This is why lawyers are necessary. Beneath each “self-evident” fact there are multiple layers of decisions that attempt to get it just right. Ignorance of those layers leads either to loss in court or a judge issuing an erroneous ruling.

In first year law school the contracts professor pounds into the heads of the students a simple phrase: “The note is not the debt. It is evidence of the debt.” That seemingly simple notion leads to other axioms. The note is indeed evidence of a debt but not necessarily proof of the debt — like a note signed in anticipation of receiving a loan or a car — and no loan or car appears.

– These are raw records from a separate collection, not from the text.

Issue #729, opened 2025-02-05
Implement `trace_offer`


acolytec3:
We should implement a `portal_*TraceOffer` endpoint so we can participate in some benchmarking that's been developed by @KolbyML.

Behavior should follow the existing `portal_*Offer` endpoint except return a trace object that looks like this (in Rust) 
```
#[derive(Debug, Clone, PartialEq, Eq, Serialize, Deserialize)]
pub enum OfferTrace {
    /// Offer was successful, all accepted content keys in bitlist were transferred
    Success(BitList<typenum::U64>),
    /// Peer is not interested in any of the offered content keys
    Declined,
    /// This offer failed, perhaps locally or from a timeout or transfer failure
    Failed,
}
```

PR #795, opened 2025-10-28
feat: add trace-offer

foufrix:
Implement traceOffer function.

It should return an object with this form: 
```ts
export type OfferTrace = {
  success?: boolean[]
  declined?: boolean
  failed?: boolean
}
```

Function have exactly the same behavior as offer, the difference is on what it returns.

A helper function to convert bit to boolean array has been added to improve reusability. For the moment it's in `portal.ts` maybe there is a better place to put this helper?

Test case has been added where we try 3 cases:
- success
- peer not interested
- peer not reacheable (wrong enr)

This solve #729


packages/cli/src/rpc/modules/portal.ts
```diff
@@ -29,6 +29,36 @@ import type { Debugger } from 'debug'
 import type { BeaconNetwork, HistoryNetwork, PortalNetwork, StateNetwork } from 'portalnetwork'
 import type { GetEnrResult } from '../schema/types.js'
 
+/**
```
ScottyPoi: can we move this to `rpc/utils.ts`?

packages/cli/test/rpc/portal/historyTraceOffer.spec.ts
```diff
@@ -0,0 +1,96 @@
...
+      [contentKey1, content1],
+      [contentKey2, content2],
+    ]
+
+    try {
+      const res = await rp.request(method, [enr, contentItems])
+
+      // Should return success with boolean array indicating which keys were accepted
+      assert.ok(res.result.success !== undefined, 'should have success array')
+      if (res.result.success === true) {
```
ScottyPoi: `res.result.success` is a boolean array, so this part gets skipped

you've already asserted that it is not `undefined`, so you can just remove this conditional and let the other checks happen

packages/cli/src/rpc/modules/portal.ts
```diff
@@ -1223,6 +1270,79 @@ export class portal {
...
+    try {
+      if (this._history.routingTable.getWithPending(enr.nodeId)?.value === undefined) {
+        const res = await this._history.sendPing(enr)
+        if (res === undefined) {
+          return { failed: true }
+        }
+      }
+
+      const res = await this._history.sendOffer(enr, contentKeys, contentValues)
+      return bitToBooleanArray(res, contentKeys.length)
```
ScottyPoi: The response will only be a BitArray if running protocol V0

With V1 this type was changed to Uint8Array.  The current state of Ultralight is still designed to support both.  

But if the response is V1 you won't want to call this helper function, which would actually end up returning a full array of accepts.

packages/cli/src/rpc/modules/portal.ts
```diff
@@ -1223,6 +1270,79 @@ export class portal {
...
+    try {
+      if (this._state.routingTable.getWithPending(enr.nodeId)?.value === undefined) {
+        const res = await this._state.sendPing(enr)
+        if (res === undefined) {
+          return { failed: true }
+        }
+      }
+
+      const res = await this._state.sendOffer(enr, contentKeys, contentValues)
+      return bitToBooleanArray(res, contentKeys.length)
```
ScottyPoi: Same here as history method

packages/cli/src/rpc/modules/portal.ts
```diff
@@ -1223,6 +1270,79 @@ export class portal {
...
+    try {
+      if (this._beacon.routingTable.getWithPending(enr.nodeId)?.value === undefined) {
+        const res = await this._beacon.sendPing(enr)
+        if (res === undefined) {
+          return { failed: true }
+        }
+      }
+
+      const res = await this._beacon.sendOffer(enr, contentKeys, contentValues)
+      return bitToBooleanArray(res, contentKeys.length)
```
ScottyPoi: same here as history method

packages/cli/src/rpc/modules/portal.ts
```diff
@@ -29,6 +29,36 @@ import type { Debugger } from 'debug'
 import type { BeaconNetwork, HistoryNetwork, PortalNetwork, StateNetwork } from 'portalnetwork'
 import type { GetEnrResult } from '../schema/types.js'
 
+/**
+ * Converts a BitArray response to a boolean array indicating which content keys were accepted
+ * @param res The response from sendOffer (can be BitArray, undefined, or empty array)
+ * @param contentKeysLength The number of content keys that were offered
+ * @returns Object with success array, declined flag, or failed flag
+ */
+function bitToBooleanArray(res: any, contentKeysLength: number): { success?: boolean[]; declined?: boolean; failed?: boolean } {
```
ScottyPoi:
```suggestion
function bitToBooleanArray(res: BitArray, contentKeysLength: number): { success?: boolean[]; declined?: boolean; failed?: boolean } {
```

ScottyPoi (commented):
Thanks for the PR!
We have not been developing on Ultralight recently, as we evaluate the future of Portal Network in general.  Reviewing this with some optimism that some version of Portal will still be used by EL clients.

Good work overall.  I left a few comments to address.  There's a bug in how the new RPC methods are dealing with the response.  I'll take some blame there, as the upgrade to protocol V1 was not well documented in the code.  The upgrade from v0 to v1 involved changing the return type of the contentKeys array in an ACCEPT response.  With v0 we used a BitArray, and with V1 it is a Unit8Array.  Currently things are set up to support both versions, so we'll need to handle the reponse differently if it's a BitArray or Uint8Array for now, and you won't want to call your helper function on a Uint8Array response.

packages/cli/src/rpc/modules/portal.ts
foufrix: My bad I may have done that during test because I had issue and forgot to put it back thanks 🙏

packages/cli/src/rpc/modules/portal.ts
foufrix: ok, let me see and update accordingly to support both

packages/cli/src/rpc/modules/portal.ts
foufrix: thanks that's the info I was looking for 🙏

packages/cli/src/rpc/modules/portal.ts
```diff
@@ -1223,6 +1241,106 @@ export class portal {
...
+      if (res === undefined || res === null || Array.isArray(res) && res.length === 0) {
+        return { declined: true }
+      }
+      if (res instanceof BitArray) {
+        return bitToBooleanArray(res, contentKeys.length)
+      }
+      if (res instanceof Uint8Array) {
+        return Uint8toBooleanArray(res, contentKeys.length)
+      }
+      return { failed: true }
```
foufrix, line 1271: @ScottyPoi should I return here failed or a full length success
```js
return { success: new Array(contentKeysLength).fill(true) }
```

foufrix:
@ScottyPoi thanks for the review:
- test case fixed by removing useless if statement
- function move to rpc/utils
- new function to manage UInt8 to boolean array
- trigger the correct function depending of `typeof res`

Can you confirm what should be return in case we don't have `UInt8Array` or `BitArray` 🙏 

Also I should not continue to take other issue if project is on halt? Where can I follow the state of decision for the future of Portal Network?

packages/cli/src/rpc/util.ts
```diff
@@ -22,3 +23,39 @@ export function callWithStackTrace(handler: Function, debug: boolean) {
...
+  for (let i = 0; i < contentKeysLength; i++) {
+    const byteIndex = Math.floor(i / 8)
+    const bitIndex = i % 8
+    const byte = res[byteIndex]
+    if (byte !== undefined) {
+      successArray[i] = ((byte >> bitIndex) & 1) === 1
+    }
+  }
+  return { success: successArray }
+}
```
ScottyPoi, line 61: I think this is giving false results.  With the V1 response, each byte in the Uint8Array represents an `AcceptCode`.  `AcceptCode.ACCEPT = 0`, and all other values represent different types of rejections.  So for each index of the Uint8Array, just check if `res[i] === AcceptCode.ACCEPT`, and that should give you the boolean array.
```suggestion
export function Uint8toBooleanArray(res: Uint8Array, contentKeysLength: number): { success: boolean[] } {
  const successArray = new Array(contentKeysLength).fill(false)
  for (let i = 0; i < contentKeysLength; i++) {
    if (byte !== undefined) {
      successArray[i] = AcceptCode.ACCEPT
    }
  }
  return { success: successArray }
}
```

packages/cli/test/rpc/portal/historyTraceOffer.spec.ts
```diff
@@ -0,0 +1,94 @@
...
+
+    // Generate content keys that are close to node2's ID to increase acceptance probability
+    const contentKey1 = '0x00' + '5'.repeat(64)
+    const content1 = '0x' + '1'.repeat(128)
+    const contentKey2 = '0x00' + '6'.repeat(64)
+    const content2 = '0x' + '2'.repeat(128)
+
+    // Store content in node2
+    await rp2.request('portal_historyStore', [contentKey1, content1])
+    await rp2.request('portal_historyStore', [contentKey2, content2])
```
ScottyPoi, line 68: If node2 stores these contents first, it will reject them in the OFFER.  This test is giving you a false positive because of the bug in the `Uint8ToBooleanArray` helper

ScottyPoi:
> Can you confirm what should be return in case we don't have `UInt8Array` or `BitArray` 🙏

`sendOffer` will return `undefined` if there is a version mismatch, or throw an error if the message doesn't send for some reason.  I think we would return "failed" in these circumstances, but double check the specs for this method.  


> Also I should not continue to take other issue if project is on halt? Where can I follow the state of decision for the future of Portal Network?

The original set of Portal Networks are now "Legacy" and no longer live.  The only Portal Network currently in development is a new, minimal version of history.  I'm going to rename all of the old networks with a `Legacy` tag.  I don't want to remove them, in case there is a revival at some point.

The work you're doing now is still helpful though!  I plan to implement the new `ExecutionHistoryNetwork`, which you're welcome to help with, and adding a `traceOffer` method for that network will be simple since

packages/cli/src/rpc/modules/portal.ts
ScottyPoi: I think "failed" here -- since the only other response would be `undefined` if we can't actually send this peer an Offer due to version mismatch

foufrix: Thanks it confirms what I was thinking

The debt arises by operation of law under the legal presumption that when you get something it is not a gift — whether it is money or a car. You are presumed to owe the grantor something (usually money) at a fair rate of exchange or a price agreed by the parties. That debt exists regardless of whether anything is in writing anywhere.

So if I get $100 from you and there is no evidence of a gift, then I owe you $100 with or without anything in writing. That is the debt.

If I sign a note to you saying I owe the $100 to you and stating the terms for repayment, then the note is evidence of the debt and the debt is merged into the note so I don’t owe you $200 — $100 for the note and $100 for the debt. The note is is evidence of that debt and the terms of repayment. Not much can be said in defense other than that the debt was repaid and I have proof of that.

BUT if I sign a note payable to a party other than you then we have a problem. I received the money from you, but I executed a note to someone else at your request. OK, you still have a note that can be enforced. The merger doctrine still applies. (The debt is merged into the note).

NOW change the scenario  such that the third party is actually the party that “originated” or brokered the loan and you are not included in the paperwork even though you made the loan. Add the fact that I don’t know you made the loan. Unless there is a contract linking the third party and you the merger doctrine cannot work. Because the debt is the same in all instances —- when I received the money from you, I owe you $100. That is true even if I don’t know of your existence.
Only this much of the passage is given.